[[ DATASET ENTRIES open ]]
PR #175, opened 2020-02-22
Restore "Ignore Playlist" option

BrutuZ:
Restore the option to not show the pop-up when playing from a playlist.
This prevents a couple issues:
1. Breaking the playlist if the current show has further episodes.
2. Episodes continue playing regardless of the user choice to not continue watching on the pop-ups.

### DIFF
--- a/resources/lib/playbackmanager.py
+++ b/resources/lib/playbackmanager.py
@@ -26,8 +26,12 @@ class PlaybackManager:
         ulog(msg, name=self.__class__.__name__, level=level)
 
     def launch_up_next(self):
-        playlist_item = True
+        playlist_item = True if get_setting('enablePlaylist') == "True" else False
         episode = self.play_item.get_next()
+        self.log('Playlist setting: %s' % playlist_item)
+        if episode and not playlist_item:
+            self.log('Playlist integration disabled', 2)
+            return
         if not episode:
             playlist_item = False
             episode = self.play_item.get_episode()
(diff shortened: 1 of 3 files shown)


dagwieers:
cc @im85288 @angelblue05 Please review and discuss.

dagwieers:
I would like to release v1.1.1 next week, ideally with this included.
But since this touches the playlist implementation, I need to have feedback from @angelblue05 or @im85288.

im85288:
@dagwieers - I do not use the playlist functionality but after reviewing the code it looks fine to me. 

Unfortunately there are some failed checks but at least no conflicts...so should we merge and get a test release out?

dagwieers:
@im85288 I would like to get all open issues fixed (if possible) before doing a call out to stakeholders for more testing and translations.

resources/lib/playbackmanager.py
```diff
@@ -26,8 +26,12 @@ def log(self, msg, level=2):
         ulog(msg, name=self.__class__.__name__, level=level)
 
     def launch_up_next(self):
-        playlist_item = True
+        playlist_item = True if get_setting('enablePlaylist') == "True" else False
```
BrutuZ: This line failed CI because pylint doesn't like the inline if-test, however just using `bool()` is not an option since the function returns a string (`"True"` or `"False"`) which always evaluates to `True`.
There used to be a similar function that would check for a `.bool` suffix added to the requested setting's name and return a Boolean value instead of a String

BrutuZ:
@im85288 Fixed the the couple grievances CI was pointing out, checks should be passing now 👍

im85288:
@BrutuZ Cool, merged now 😊

PR #177, opened 2020-03-28
Migrate from Travis CI to GitHub CI

dagwieers:
This PR includes:
- Migrate from Travis CI to GitHub CI
- Move the tests from test/ to the standard tests/ directory
- Exclude non-essential files from export
- Move codecov.yml to the only remaining location
- Add Kodi's add-on checker to GitHub CI

PR #178, opened 2020-03-28
Replace screenshots with valid alternatives

dagwieers:
So there is a problem with the currently used screenshots according to
the **kodi-addon-checker**. Since we are now testing much better, we need to
comply with all the rules at any time.

```
ERROR: screenshot should have either 1280x720 or 1920x1080 but it has 1920x1200
ERROR: screenshot should have either 1280x720 or 1920x1080 but it has 1920x1200
ERROR: screenshot is too large 1162KB, maximum file size of 750KB.
ERROR: screenshot should have either 1280x720 or 1920x1080 but it has 1920x1200
ERROR: screenshot should have either 1280x720 or 1920x1080 but it has 1920x1200
ERROR: screenshot is too large 887KB, maximum file size of 750KB.
ERROR: We found 6 problems and 0 warnings, please check the logfile.
```

This fixes the screenshots so we can start using GitHub CI (#177)


dagwieers:
If we merge this one first, #177 will show green when rebased and can be merged after.

dagwieers:
Better screenshots are welcome too. But they have to be small, and use the right dimensions.

im85288:
Cool thanks for sorting this out

PR #184, opened 2020-05-09
Avoid conflict with external players

BrutuZ:
Kodi can't track playback position for external players, so not only we can't tell when to show the pop-up, but when it is displayed (I'm guessing based on `playcountminimumtime` tag from `playercorefactory.xml` - [ref](https://kodi.wiki/view/External_players)) the external player might lose focus and stop playback (was my experience at least, ymmv).

### DIFF
--- a/resources/lib/playbackmanager.py
+++ b/resources/lib/playbackmanager.py
@@ -27,6 +27,7 @@ class PlaybackManager:
 
     def launch_up_next(self):
         if self.player.isExternalPlayer():
+            self.log('Error: External Player detected...exiting', 1)
             return
         playlist_item = bool(get_setting('enablePlaylist') == 'true')
         episode = self.play_item.get_next()
--- a/resources/lib/playbackmanager.py
+++ b/resources/lib/playbackmanager.py
@@ -27,7 +27,7 @@ class PlaybackManager:
 
     def launch_up_next(self):
         if self.player.isExternalPlayer():
-            self.log('Error: External Player detected...exiting', 1)
+            self.log('Error: External player detected...exiting', 1)
             return
         playlist_item = bool(get_setting('enablePlaylist') == 'true')
         episode = self.play_item.get_next()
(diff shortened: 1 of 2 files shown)


resources/lib/playbackmanager.py
```diff
@@ -26,6 +26,8 @@ def log(self, msg, level=2):
         ulog(msg, name=self.__class__.__name__, level=level)
 
     def launch_up_next(self):
+        if self.player.isExternalPlayer():
```
dagwieers, line 29: We would need to log when this happens otherwise it will be harder to troubleshoot issues caused by an external player.

dagwieers:
I fixed two issues causing this PR to fail.
If you add logging to this PR, the re-run tests will work fine.

dagwieers:
You still have to rebase your branch (`git pull --rebase origin master`).

BrutuZ:
#185 wasn't merged yet, that's why I'm having trouble with Fetch 😅

dagwieers:
> #185 wasn't merged yet, that's why I'm having trouble with Fetch sweat_smile

Ouch, my bad :roll_eyes:

dagwieers:
So I am wondering, how do you enable an external player? Does it always require a Kodi restart?

BrutuZ:
Kodi doesn't restart, it's just sent to the background while the other player takes care of the media playback.
In my case I had a few files that wouldn't play natively but MPC had no problem playing them. So using the example referenced above, I set it up to auto-play in full-screen and exit when playback is finished (not all players have that last setting which makes it basically seamless) so apart from the few milliseconds of splash-screen while it loaded the file and lack of Kodi's player UI, it all feels the same since it's back to Kodi once playback is over.
---
That's reasonable, I'll move it then. I didn't go through the entire code, I happened to have that file open from previous edits and this just happened to work there too.

dagwieers:
Thanks !

PR #186, opened 2020-05-10
Prepare for v1.1.1 release

dagwieers:
Update README and addon.xml for release.


dagwieers:
@im85288 @mediaminister I think a new release is needed, we have fixed a few known issues, but never released them to our users. I will call out to the translators.

mediaminister:
Okay, I tested the master branch on Linux and Windows in Kodi 18 and Kodi 19 and it works.

dagwieers:
All my tests worked fine as well, despite that we have a few reported issues that we could not pinpoint yet. Let's wait a few days to see if we get more translations, or feedback on the open issues.

PR #192, opened 2020-06-22
Add check for abortRequested

dagwieers:
This was requested by Kodi devs.

### DIFF
--- a/resources/lib/script.py
+++ b/resources/lib/script.py
@@ -5,7 +5,7 @@
 from __future__ import absolute_import, division, unicode_literals
 from datetime import datetime, timedelta
 from math import ceil
-from xbmc import Monitor
+from xbmc import Monitor, sleep
 from xbmcgui import WindowXMLDialog
 from statichelper import from_unicode
 from utils import addon_path, get_setting_bool, localize, localize_time
@@ -93,7 +93,7 @@ def test_popup(window):
     while popup and step < timeout and not monitor.abortRequested():
         if popup.pause:
             continue
-        monitor.waitForAbort(wait)
+        sleep(wait)
         popup.update_progress_control(timeout, wait)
[[ DATASET ENTRIES closed ]]
[REQUIRED ACTION]
Wherever "checks" turns up in the records, copy the whole line.

[WRITTEN SOLUTION]
Unfortunately there are some failed checks but at least no conflicts...so should we merge and get a test release out?
@im85288 Fixed the the couple grievances CI was pointing out, checks should be passing now 👍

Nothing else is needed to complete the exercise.